Work required: In the records below, find the line containing "Update Consent Handling". Restate it and all the lines after it exactly, and omit the rest.

The data:
PR #966, opened 2025-10-28
Enhance Consent Processing

Niyibitanga:
Update Consent Handling to only process changes


packages/clarity-js/src/data/metadata.ts
nairmanu: pls add a check here to make sure we dont reset cookie and restart clarity if track is already false

nairmanu (changes requested):

nairmanu (approved):

PR #986, opened 2025-12-02
Maintain Source at Restart

Niyibitanga:
Update to maintain consent source at restart

### DIFF
--- a/packages/clarity-js/src/data/metadata.ts
+++ b/packages/clarity-js/src/data/metadata.ts
@@ -189,7 +189,7 @@ export function consentv2(consentState: ConsentState = defaultStatus, source: nu
 
 function getConsentData(consentState: ConsentState): ConsentData {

Expected answer:
Update Consent Handling to only process changes


packages/clarity-js/src/data/metadata.ts
nairmanu: pls add a check here to make sure we dont reset cookie and restart clarity if track is already false

nairmanu (changes requested):

nairmanu (approved):

PR #986, opened 2025-12-02
Maintain Source at Restart

Niyibitanga:
Update to maintain consent source at restart

### DIFF
--- a/packages/clarity-js/src/data/metadata.ts
+++ b/packages/clarity-js/src/data/metadata.ts
@@ -189,7 +189,7 @@ export function consentv2(consentState: ConsentState = defaultStatus, source: nu
 
 function getConsentData(consentState: ConsentState): ConsentData {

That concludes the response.